Salvation Doubt

Did you pray the right prayer? Let’s talk about it on Deeper Waters.

One of the worst kinds of emotional doubt a Christian can go through is the doubt over their salvation. Many a Christian has gone through this and are relieved to find that it is a common doubt in fact. (Yes. Even I have gone through this kind of doubt and in fact am glad I did since it ultimately got me into apologetics.)

Gary Habermas has said he’s collected statistics from people on how many times they’ve prayed the prayer. Top place goes to a lady who prayed for her salvation over 5,000 times. Second place went to a police officer who prayed over 3,000 times. As said, this is common and while maybe not that severe for some people, it is still a troubling doubt.

Much of the problem with this doubt is that the person who is doubting doesn’t “feel saved.” Of course, the Bible never tells us what it’s like to feel saved, so it is a wonder how someone could know what it is supposed to feel like. Also, this is based often on the silence of God, yet it is not realized that the Bible rarely has God communicating with people. These people are a select few and the speaking is clear and rare both. The concept we have is a modern concept foreign to the Bible.

Yet this doesn’t answer the question. What is a Christian to do who is doubtful that they prayed the prayer right and is worried that if they died in their sleep or in some accident or something, that they’d be in Hell forever?

Here are my suggestions.

First off, keep in mind that the fact that you are even concerned about this is a sure sign of your salvation. People who do not care about the things of Christ do not worry about if they are saved or not. If you are worried you are not right with God and did not do things right, consider it evidence about how much God means to you, which is again, evidence of salvation.

Second, if you still have any doubt about certain behaviors, just take care of them. For instance, in the Restoration churches, it is held that baptism is essential for salvation. I do not agree. What do I agree with? Baptism is a command of Christ, so go ahead and do it anyway! (By the way, for all interested, I am hydrophobic with a steel rod on my spine. Getting baptized was quite frightening for me, but I did it anyway)

If you are concerned that you did not pray right, then just pray. Aren’t you supposed to be praying regularly anyway? If you are concerned about a sin in your life, then work on giving it up! Aren’t you supposed to be doing that anyway?

Third, realize that God cares more about salvation than you do. He’s the one who initiated the whole thing, and that’s something Calvinists and Arminians both can agree on. We do love because He first loved us and apart from His act through the work of the cross and the empty tomb, no one would be saved. God is the initiator.

If God is doing the work to make sure salvation is available, then realize it matters to Him. God is not looking for reasons to send people to Hell. He’s looking for reasons to get them into His manifest presence. That includes you. God is not one who gets sheer delight out of the thought of condemning someone but wishes to bring them to salvation.

Fourth, look at what you believe. Ask yourself these questions. Do you believe Jesus is fully deity? Do you believe He died for your sins?
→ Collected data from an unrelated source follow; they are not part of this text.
PR #584, opened 2025-03-03
Using custom values in checks executions

nelsonkopliku:
# Description

This PR allows customized values to be used during checks executions. 
Additionally:
- each `CheckResult` is marked as customized when necessary
- each `Value` in `AgentCheckResult` is marked as customized when necessary

With regards to OpenApi spec: 
- `values` entry spec was missing in `AgentCheckResult` so it has been added
- in order to avoid another version bump at this time, new fields have beed added in a backward compatible manner (although java heap is complaining 🤦 )

### DIFF
--- a/lib/wanda/catalog.ex
+++ b/lib/wanda/catalog.ex
@@ -82,13 +82,11 @@ defmodule Wanda.Catalog do
     |> Enum.map(&map_to_selectable_check(&1, available_customizations))
   end
 
-  @spec get_current_selection([String.t()], String.t(), map()) :: [SelectedCheck.t()]
-  def get_current_selection(ids, group_id, env \\ %{}) do
+  @spec to_selected_checks([Check.t()], String.t()) :: [SelectedCheck.t()]
+  def to_selected_checks(checks, group_id) do
     available_customizations = ChecksCustomizations.get_customizations(group_id)
 
-    ids
-    |> get_checks(env)
-    |> Enum.map(&map_to_selected_check(&1, available_customizations))
+    Enum.map(checks, &map_to_selected_check(&1, available_customizations))
   end
 
   defp map_to_selectable_check(
--- a/lib/wanda/catalog.ex
+++ b/lib/wanda/catalog.ex
@@ -3,6 +3,9 @@ defmodule Wanda.Catalog do
   Function to interact with the checks catalog.
   """
 
+  alias Wanda.Catalog.CustomizedValue
+  alias Wanda.Catalog.SelectedCheck
+
   alias Wanda.Catalog.{
     Check,
     CheckCustomization,
@@ -79,6 +82,15 @@ defmodule Wanda.Catalog do
     |> Enum.map(&map_to_selectable_check(&1, available_customizations))
   end
 
+  @spec get_current_selection([String.t()], String.t(), map()) :: [SelectedCheck.t()]
+  def get_current_selection(ids, group_id, env \\ %{}) do
+    available_customizations = ChecksCustomizations.get_customizations(group_id)
+
+    ids
+    |> get_checks(env)
+    |> Enum.map(&map_to_selected_check(&1, available_customizations))
+  end
+
   defp map_to_selectable_check(
          %Check{
            id: id,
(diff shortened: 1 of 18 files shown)


lib/wanda/catalog/selected_check.ex
```diff
@@ -0,0 +1,26 @@
...
+  defstruct [
+    :id,
+    :spec,
+    :customized,
+    :customizations
+  ]
+
+  @type t :: %__MODULE__{
+          id: String.t(),
+          spec: Check.t(),
```
arbulu89, line 19: nitpick: what if we name this `check`? It embeds a `Check`. Anyway, after understanding the whole flow, it is not that confusing.

lib/wanda/executions/evaluation.ex
```diff
@@ -109,19 +119,32 @@ defmodule Wanda.Executions.Evaluation do
...
+        },
+        customizations: customizations
+      } = selected_check
+
       value_evaluation_scope = add_scope(%{"env" => env}, "facts", facts)
 
-      evaluated_values = Enum.map(values, &eval_value(&1, value_evaluation_scope, engine))
+      resolved_values =
+        Enum.map(spec_values, fn %CatalogValue{name: name} = specified_value ->
+          customization = Enum.find(customizations, &(&1.name == name))
```
arbulu89, line 134: Maybe we could change the `Enum.find` to add a default value as 2nd parameter with the specified value.
This way, if the custom value is not there, we would get the initial value, and we could pass only one value to `eval_value`, and pattern match based on the type, instead of having 2 variables.
It looks a bit cleaner in my opinion having the `eval_value` without partially used variables

arbulu89 (approved):
Hey @nelsonkopliku 
Great job.

I left some personal comments. They are based on how I understood better the code. As always, they are mine and don't need to be better than the current code. Just posted just in case if you like them as well. No need to change.

PD: I don't know why the BC is failing, as we are adding new fields. I don't know what was the other alternative though

lib/wanda/executions/evaluation.ex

Do you believe He rose from the dead? Do you believe that He is Lord? Sounds good to me. Now if you have doubts over questions such as the resurrection and the deity of Christ, this is the time for apologetics. This is the time to go to your library and get the books and do the reading to answer those questions.

Fifth, there are many debates that ask if we can lose salvation or not. That debate is useless to this question. After all, if you think like an Arminian you can say “I lost it.” If you think like a Calvinist you can say “Never had it and not one of the elect.” Instead, take a stance that both sides will say is essential for salvation. Just ask yourself if you’re trusting in Christ. As long as you keep trusting in Christ in fact, the whole debate really won’t matter in the long run.
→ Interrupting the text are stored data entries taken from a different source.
PR #592, opened 2025-03-11
Expose resolved original values

nelsonkopliku:
# Description

This PR allows to expose the resolved original values based on current context.
This is handy during checks customization to tell users what they're going to customize.

Additionally `current_value` has been renamed to `original_value` as the former sounds confusing because a _current value_ could be either the original one as defined in the check spec or a custom value.

Alternatives to `original_value` could be `initial_value`, `builtin_value`, `specified_value`, etc... open for suggestions.

Notes:
- clearly the ci complains about a breaking change in the api
- a tiny update in the ui is required https://github.com/trento-project/web/pull/3380

### DIFF
--- a/lib/wanda/catalog.ex
+++ b/lib/wanda/catalog.ex
@@ -170,17 +170,13 @@ defmodule Wanda.Catalog do
        ),
        do: Map.put(value, :default_value, default_value)
 
-  defp maybe_add_customization(%{customizable: customizable} = value, %ResolvedValue{
-         customized: customized
-       })
-       when not customized or not customizable,
-       do: value
-
   defp maybe_add_customization(
          %{customizable: true} = initial_value,
          %ResolvedValue{custom_value: custom_value, customized: true}
        ),
        do: Map.put(initial_value, :custom_value, custom_value)
+
+  defp maybe_add_customization(initial_value, _resolved_value), do: initial_value
 
   defp read_check(path, check_id) do
     case YamlElixir.read_from_file(path) do
--- a/lib/wanda/catalog.ex
+++ b/lib/wanda/catalog.ex
@@ -157,18 +157,18 @@ defmodule Wanda.Catalog do
         name: value_name
       }
       |> add_value_customizability(value_spec, customization_globally_disabled?)
-      |> maybe_add_original_value(resolved_value)
+      |> maybe_add_default_value(resolved_value)
       |> maybe_add_customization(resolved_value)
     end)
   end
 
-  defp maybe_add_original_value(%{customizable: false} = value, _), do: value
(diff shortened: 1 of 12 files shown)


EMaksy (approved):

lib/wanda/catalog/selectable_check.ex
```diff
@@ -6,14 +6,14 @@ defmodule Wanda.Catalog.SelectableCheck do
   @type customized_value :: %{
           name: String.t(),
           customizable: true,
-          current_value: boolean() | number() | String.t(),
+          original_value: boolean() | number() | String.t(),
```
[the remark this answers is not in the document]
arbulu89: nitpick: I would rename this to `default_value` as it is the default value we fallback in case there is not any modification done

lib/wanda/catalog/resolved_value.ex
```diff
@@ -0,0 +1,26 @@
...
+  """
+  alias Wanda.Catalog.Value
+
+  @type value :: boolean() | number() | String.t()
+
+  @derive Jason.Encoder
+  defstruct [
+    :spec,
+    :name,
+    :original_value,
```
arbulu89, line 14: Remember to change this if you decide to change the other in the `SelectableCheck`

lib/wanda/catalog.ex
```diff
@@ -138,49 +137,50 @@ defmodule Wanda.Catalog do
...
-  defp maybe_add_current_value(%{customizable: true} = value, default_value),
-    do: Map.put(value, :current_value, default_value)
+  defp maybe_add_original_value(
+         %{customizable: true} = value,
+         %ResolvedValue{original_value: original_value}
+       ),
+       do: Map.put(value, :original_value, original_value)
 
-  defp maybe_add_customization(%{customizable: false} = value, _), do: value
+  defp maybe_add_customization(%{customizable: customizable} = value, %ResolvedValue{
```
arbulu89, line 173: nitpick: is it not simpler to put this match after the next one without any `when`?
```
  defp maybe_add_customization(initial_value, _resolved_value), do: initial_value
```
I mean, if both customizable and customized are true we take the custom, otherwise we take the default value

arbulu89 (approved):
It looks good @nelsonkopliku 
I vote for using `default_value` instead of `original_value`, as at the end, it is the fallback value we use if none are changed (and we use `Default` label in the frontend as well).

lib/wanda/catalog.ex
nelsonkopliku: Well yes 😄 4a265c21d90a38ac543941d68ca9e92402684b52

nelsonkopliku:
Thanks @arbulu89 `default_value` -> 9bcf5e220f11eccb61730e6d4aeef4a6a2756c83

Sixth, go and listen to what others are telling you in this case. Chances are, you would not ever tell someone who is in doubt over their salvation like this that they do not have it. In fact, it’s not just being nice. You wouldn’t say it because you don’t believe it. (Which it usually is good to try to think through doubt as if you were a third party listening in.)

Doubt like this is usually just a way to shut you down and keep you from living with the joy of salvation. For those skeptical, this is not just for you, but what I had to do with my own doubts. You might think I might not be taking your salvation as seriously, but I am definitely taking mine seriously, and I would not give you advice I do not think would work in my case. (This is said simply for the person who is ultra-skeptical. My real reason in writing this is of course great concern for those who do suffer with this, having been there before.)

Next time, we’ll look at more emotional concerns.

In Christ,
Nick Peters

  • I think the existence of sin in our life is the biggest reason we doubt our salvation. You say we should try to overcome it and I don’t disagree with that. But our failure to completely overcome sin leads to nagging doubts. I imagine this is particularly the case with a person who regularly commits grave sins. The person must wonder if his sins are too bad for him to be saved.

    • michellemu

      Jayman, I agree and would only add that the person who commits what might be referred to as ‘trivial’ sins also might doubt thinking to himself, ‘If I were saved, I would be better than this by now..”

      • Agree with both of you. I will be writing more on that in the near future.

  • B

    The biggest reason for my emotional doubt is due to God’s silence. When I pray, I almost never feel any connection with God, and prayers are almost always 100% unanswered (even prayers that God promises to answer, like those for wisdom). I think one of the biggest reasons that most Christians experience emotional doubt is because, no matter how good the arguments for God, he seems scarcely more real than Bigfoot or the Loch Ness Monster.